F. Ex Parte Abodakpi Is Now Dead

Republic v High Court, Accra; Ex Parte: Magna International Transport Ltd (2018) departed from Abodakpi. The Supreme Court reaffirmed that every court has an inherent jurisdiction to stay proceedings. This common law right has been elevated to constitutional status by Article 11(e) of the 1992 Constitution, which means it cannot be overridden by procedural rules — including rules of court — without express language of the clearest kind.

Where a practice of the courts is well settled, it cannot be upset by statute except by use of express language. C.I. 132 contains no such language.

Origin 8 relied on Magna Transport, as it was bound to do under the constitutional stare decisis obligations imposed by Article 129(3). Baffour himself accepts Magna Transport as sound law — which creates an insuperable tension with his critique of Origin 8.

G. Did C.I. 132 Clearly Change the Practice?

The Magna Transport principle is clear: where a practice of the courts is well settled, it cannot be upset by statute except by use of express language. C.I. 132, gazetted on 6 October 2020, contained no explicit language changing the established practice regarding stay applications before trial courts. The learned members of the Rules of Court Committee knew, or ought to have known, about Magna Transport when drafting C.I. 132. Their failure to use express language to depart from that settled practice is dispositive.

H. Did Rule 27(1) C.I. 19 Create Jurisdiction?

Baffour's claim that C.I. 132 "stripped trial courts of jurisdiction" rests on a misconception about what procedural rules can do. In Republic v High Court (Commercial Div) Tamale, Ex parte Dakpem Zoboguna Henry Kaleem, the Supreme Court held that the jurisdiction of a court can only be granted by substantive legislation — not by a body charged with making rules of procedure.

If procedural rules cannot create jurisdiction, they equally cannot remove it. C.I. 132, as a procedural instrument made under the Courts Act, lacked the capacity to strip the trial court of the inherent jurisdiction that it has always possessed.

J. Legislative Intent

Legislative intent is, as Lord Watson recognised, a very slippery phrase. Parliament — or a rule-making body — has no singular mind. Attributing collective intention to a group of draftsmen is a fiction of legal reasoning, and one that must be handled with particular care when the consequence is to override a well-settled constitutional practice. Without direct evidence of a clear intention to depart from Magna Transport, the invocation of legislative intent cannot carry the argument.

K. Legislative Purpose

Baffour suggested C.I. 132's purpose was to eliminate the "drudgery" of dual applications — first to trial courts, then to appellate courts upon refusal — and cited Ghana's World Bank ranking (118th of 189 for business environment) and enforcement delays. The writer counters that this reasoning is disconnected from the actual causes of enforcement delay, which stem from trial duration, judgment quality, and asset location — not from the existence of two tiers of stay application.
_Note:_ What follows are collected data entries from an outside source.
PR #190, opened 2019-11-14
Resolve-switching between notebooks removes the breakpoints from the UI

### LINKED ISSUE #185: Dark theme icons
Some icons are not visible when using the dark theme:

image

image

### LINKED ISSUE #186: Reopening a notebook with an active session throws an error
To reproduce:

1. Open a notebook with `xpython` as a kernel
2. Add a breakpoint, execute, continue
3. Close the notebook
4. Reopen the notebook
5. Repeat step 2

open-notebook-active-kernel-null-editor

### LINKED ISSUE #187: Switching between notebooks removes the breakpoints from the UI
This is more of a visual glitch than a bug, as the breakpoints are correctly restored when focusing back on the cell. But it can be confusing to see them disappearing and re-appearing:

breakpoints-hidden-switching-notebooks

### LINKED ISSUE #197: First start
Starting the debugger fresh from a new workspace doesn't seem to be picked up by the handlers:

debugger-first-start

It requires switching activities and bringing the focus back on the notebook.

### LINKED ISSUE #204: No clear handlers after dispose debugger
disposeDebugger

probably related with #197

KsavinN:
Resolve #187 
Resolve #186 
Resolve #197 
Resolve #204 
Resolve #185  

**edit**: format message to close all issues at once


jtpio:
Thanks @KsavinN.

That's fixing a lot of different issues, so maybe we could have split the changes into multiple PRs?

Is the state still work in progress?

KsavinN:
> Thanks @KsavinN.
> 
> That's fixing a lot of different issues, so maybe we could have split the changes into multiple PRs?
> 
> Is the state still work in progress?

I think it's done. Yeah, we can split that or rename PR.

src/handlers/notebook.ts
```diff
@@ -53,21 +59,26 @@ export class NotebookHandler implements IDisposable {
       return;
     }
     this.isDisposed = true;
+    this.cleanAllCells();
     this.cellManager.dispose();
     Signal.clearData(this);
   }
 
+  protected cleanAllCells() {
```
jtpio: There is also some cleanup happening a bit below in the `onCurrentFrameChanged` method:

```typescript
cells.forEach(cell => CellManager.cleanupHighlight(cell));
```

Should we try to group that together?

KsavinN: I make new exported function now for setOff line numbers.

src/handlers/cell.ts
```diff
@@ -302,6 +314,16 @@ export namespace CellManager {
...
   }
+
+  /**
+   * Remove line numbers and all gutters from cell.
+   * @param cell The cell to cleanup.
+   */
+
+  export function setOffOptions(cell: Cell) {
+    const editor = cell.editor as CodeMirrorEditor;
+    editor.setOption('lineNumbers', false);
```
jtpio: I haven't tested locally yet, but does that mean the line numbers will keep switching between the on and off states?

This was changed in https://github.com/jupyterlab/debugger/pull/114 to fix https://github.com/jupyterlab/debugger/issues/106.

Or a screencast could be helpful here to see what it looks like.

KsavinN: This setOffOptions is executed only when Debbugger widget is closed.
example

jtpio: But line numbers could already be enabled before using the debugger:

image

Wondering how that would play together.

KsavinN: You mean that user set by default that or just set by default by us ?

jtpio: Yes by a user. It's also possible to set it via the settings editor:

image

KsavinN: ok. i will just implement clearAllGutters

src/index.ts
```diff
@@ -217,7 +227,7 @@ const notebooks: JupyterFrontEndPlugin<void> = {
  */
 const main: JupyterFrontEndPlugin<IDebugger> = {
   id: '@jupyterlab/debugger:main',
-  optional: [ILayoutRestorer, ICommandPalette],
+  optional: [ILayoutRestorer, ICommandPalette, ILabShell],
```
jtpio: Should we make `ILabShell` part of the `requires`? (similar to the other plugins)

KsavinN: Good point, I resolved that.

jtpio: Thanks!

src/handlers/cell.ts
```diff
@@ -145,8 +133,11 @@ export class CellManager implements IDisposable {
         this.sendEditorBreakpoints();
       }, this);
 
+      requestAnimationFrame(() => {
```
jtpio: Why do we need the `requestAnimationFrame`?

src/handlers/cell.ts
```diff
@@ -30,10 +30,10 @@ const CELL_CHANGED_TIMEOUT = 1000;
 export class CellManager implements IDisposable {
   constructor(options: CellManager.IOptions) {
     this._debuggerService = options.debuggerService;
+    this._id = options.debuggerService.session.client.name;
```
jtpio: Is this `_id` supposed to the unique? `client.name` can be the same for 2 notebooks (with different sessions) in 2 different folders (named `Untitled.ipynb` for example).

src/handlers/cell.ts
jtpio: OK that's the previous one that was moved around. Let's keep it for now.

src/handlers/cell.ts
jtpio: Maybe we could create an id on the debug session.

jtpio: There is another `id` comparison happening in the notebook handler:

https://github.com/jupyterlab/debugger/blob/2c4a4ca854581aa9138686c7c6b9fc7defb71bd4/src/handlers/notebook.ts#L64

Maybe these two could be combined into one. Will look at it separately.

jtpio:
https://github.com/jupyterlab/debugger/issues/204 should be fixed.

But it looks like the click handlers are still set:

debugger-disposed

jtpio:
I left a `TODO` so we can look at whether we need to track an id for the `CellManager` and if so which one.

A purposive approach that focuses on C.I. 19's broader architecture and its integration with the common law is more appropriate than isolating a single provision of C.I. 132 and attributing to it a sweeping constitutional effect.

L. Conclusion

Despite its sophistry in some areas, Origin 8 reached the correct conclusion through superior methodology. C.I. 132 did not — and could not — strip trial courts of the inherent jurisdiction to grant a stay of execution. The instrument lacked the express language required; the rules of procedure lacked the capacity; and Magna Transport, as constitutional precedent, stood directly in the way.
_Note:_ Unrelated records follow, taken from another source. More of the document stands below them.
PR #193, opened 2019-11-15
Add the sidebar to the layout restorer

### LINKED ISSUE #96: Restore open sidebar
At the moment if we open the sidebar and then reload the page, the sidebar will be minimized:

restore-sidebar-state

It would be great if the sidebar could keep its "open" state on reload.

jtpio:
This should fix #96.

Add the sidebar to the layout restorer so it can be restored in the right area on page reload, and serializes it in the workspace file:

```json
"right": {
	"collapsed": false,
	"current": "debugger-sidebar",
	"widgets": [
	  "debugger-sidebar"
	]
}
```

restore-sidebar-state2

### DIFF
--- a/src/index.ts
+++ b/src/index.ts
@@ -277,6 +277,10 @@ const main: JupyterFrontEndPlugin<IDebugger> = {
         sidebar.title.label = 'Environment';
         shell.add(sidebar, 'right', { activate: false });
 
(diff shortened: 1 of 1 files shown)


KsavinN:
checked locally work well. It fixes #96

The writer's further view is that C.I. 132 should never have been enacted in the first place. Stay applications represent a minimal obstacle to judgment enforcement compared to the broader systemic delays that afflict Ghana's commercial litigation landscape. The instrument adds little value and has generated considerable confusion — a result that the legislature could have avoided by leaving well alone.